Abstract
An approach to the problem of shear localization is proposed. It is based on energy minimization principles associated with micro-structure developments. Shear bands are treated as laminates of first order. The micro-shear band is assumed to have a zero thickness, leading to an unbounded strain field and the special form of the energy within this micro-band. The energy is approximated by the mixture of potential of two low-strain and high-strain domains and it is non-convex. The problem of the non-convex energy arising due to the formation of shear bands is solved by energy relaxation in order to ensure that the corresponding problem is well-posed. An application of the proposed formulation to isotropic material is presented.

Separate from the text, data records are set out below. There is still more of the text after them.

PR #191, opened 2017-11-02
Have might_attack take into account ship radius.

Janzert:
This fixes the problem where attacks weren't happening until ships were within weapon radius, instead of weapon radius + ship radius * 2.

Reported by @fohristiwhirl at https://forums.halite.io/t/what-are-weapon-ranges-supposed-to-be/417

### DIFF
--- a/environment/core/SimulationEvent.cpp
+++ b/environment/core/SimulationEvent.cpp
@@ -172,6 +172,7 @@ auto collision_time(double r, const hlt::Ship& ship1, const hlt::Planet& planet)
 
 auto might_attack(double distance, const hlt::Ship& ship1, const hlt::Ship& ship2) -> bool {
     return distance <= ship1.velocity.magnitude() + ship2.velocity.magnitude()
+        + ship1.radius + ship2.radius
         + hlt::GameConstants::get().WEAPON_RADIUS;
 }
 


fohristiwhirl:
Perhaps we should leave this alone? (Or make the engine consistent but keep effective range of 5?) Changing to 6 would be a big change. I certainly always thought it would be measured centre to centre.

Janzert:
The problem with leaving it alone is that it gives inconsistent results for distances between 5 and 6. Although I haven't actually tested I'm pretty sure in your weapon-test replay, if you had tried to have the ship leave again it probably would get hit. Almost certainly if it had approached to a distance of say 5.5 then left.

Janzert:
Here's a replay showing how the current behavior is inconsistent. Notice that the ship can sit at a distance of 6 without any combat, but when it steps away combat is triggered.


[might_attack_bug.zip](https://github.com/HaliteChallenge/Halite-II/files/1437414/might_attack_bug.zip)

fohristiwhirl:
Then maybe, once the constant is applied, the WEAPON_RADIUS should be set to 4? That might be the most minimal change in terms of gameplay impact?

lidavidm:
The actual attack code was always measuring edge-to-edge, but the broadphase collision (which this fixes) was only measuring center-to-center. But as Janzert points out, this means that you get inconsistent results on the edge of that range when ships are moving. I think the spec states it should be center-to-edge, though (["five units from the center of the ship"](https://halite.io/learn-programming-challenge/basic-game-rules/game-rules-deep-dive#ship-ship-combat--collision)).

fohristiwhirl:
Can we get a version bump if this happens? I know some important bugfixes have occured yet the version is still 1.2 as far as I can tell. This seems even more important, actually affecting combat...

lidavidm:
Yeah, this should bump the version for sure. I'm also thinking we should embed the Git commit hash in the replay, so that we can tell what version generated it.

fohristiwhirl:
"five units from the center of the ship".

I think most people interpreted that as meaning 5 from center to center. (And that was the actual behaviour we saw most of the time, e.g. when we try to close with the enemy.)

So I still think changing the constant to 4 might be good.

lidavidm:
Yeah, the other way would be to leave `might_attack` as-is and change the call to `collision_time` to only give the attack radius, and ignore the ship radii.

fohristiwhirl:
In that case, the constant could stay the same, which is probably less confusing for anyone who ever looks at it. I think that's the minimal change that makes things consistent.

Janzert:
The distance checks are edge to edge for docking and collision, so I'd rather see this become truly edge to edge as well. Looking at 5 recent daewook games between 40-60% of attacks are missed but the median distance for combat is either at or close to 6. So fixing this either way will change the current behavior quite often.

  game 2147864:
    Combat distance minimum 1.04 median 5.97 mean 4.97 maximum 6.00
    Combat missed 857 (50.65%) found 835 (49.35%)
  game 2150980:
    Combat distance minimum 1.06 median 5.40 mean 4.72 maximum 6.00
    Combat missed 653 (61.03%) found 417 (38.97%)
  game 2151474:
    Combat distance minimum 1.02 median 6.00 mean 5.17 maximum 6.00
    Combat missed 2144 (56.41%) found 1657 (43.59%)
  game 2154168:
    Combat distance minimum 1.04 median 6.00 mean 5.12 maximum 6.00
    Combat missed 340 (39.81%) found 514 (60.19%)
  game 2157007:
    Combat distance minimum 1.39 median 6.00 mean 5.05 maximum 6.00
    Combat missed 54 (40.00%) found 81 (60.00%)

Janzert:
One more stat, in the above games combat occurred at a distance of 5 or less in 26-46% of the engagements. So bring the maximum distance down to 5 would either delay or outright avoid quite a bit of the combat that actually took place.

lidavidm:
That's a good point, and thanks for sharing these statistics. This bug mostly affects the case where ships are stationary or near-stationary and are at max range from each other, right? So it sounds like the minimal change is to "increase" the attack range.

fohristiwhirl:
OK I withdraw my objections.

Janzert:
Yeah, the bug causing ships at distances from 5 to 6 with velocity less than 1 to get missed.

Not sure what change you mean by "So it sounds like the minimal change is to "increase" the attack range".

I think the minimal change is to apply this might_attack fix and leave everything else as is. This will add additional combat events that are currently missed, but a smaller number than will change if the weapon range is just calculated center to center.

lidavidm:
Right, that was poorly worded - the change with the least impact is this, which in some cases will "increase" the range at which ships attack, but this is to make it match the other cases.

Janzert:
Yep, that sounds right.

lidavidm:
@j-clap are you able to look at this, or maybe @Snaar could instead?

j-clap:
I'm okay with this change as long as we properly document it to all users. It will change expected behavior so there will be discontent either way.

The capability of the proposed concept is demonstrated through numerical simulation of a tension test.
Highlights
Strain localization phenomena are observed in various materials as narrow zones of intense shearing, known as shear bands
The paper focuses on a theoretical framework for the treatment of shear localization in solid materials
The theory is based on minimization principles associated with microstructure developments under the assumptions of a micro-shear band of a zero thickness and the presence of a mixture potential inside the shear band
Summary
Strain localization phenomena are observed in various materials as narrow zones of intense shearing, known as shear bands. The formation of shear bands is accompanied by a softening response, characterized by a decrease in strength of the material with accumulated inelastic strain, often leading to complete failure [1,2]. Research on formation of shear bands has received much attention. In simulation of strain localization, mesh dependence is the direct consequence of the ill-posedness of the corresponding boundary value problem [3]. The disadvantage of the corresponding numerical models is, that the element size is required be at least an order of magnitude smaller than the width of shear zones in order to obtain results independent of the mesh size [11]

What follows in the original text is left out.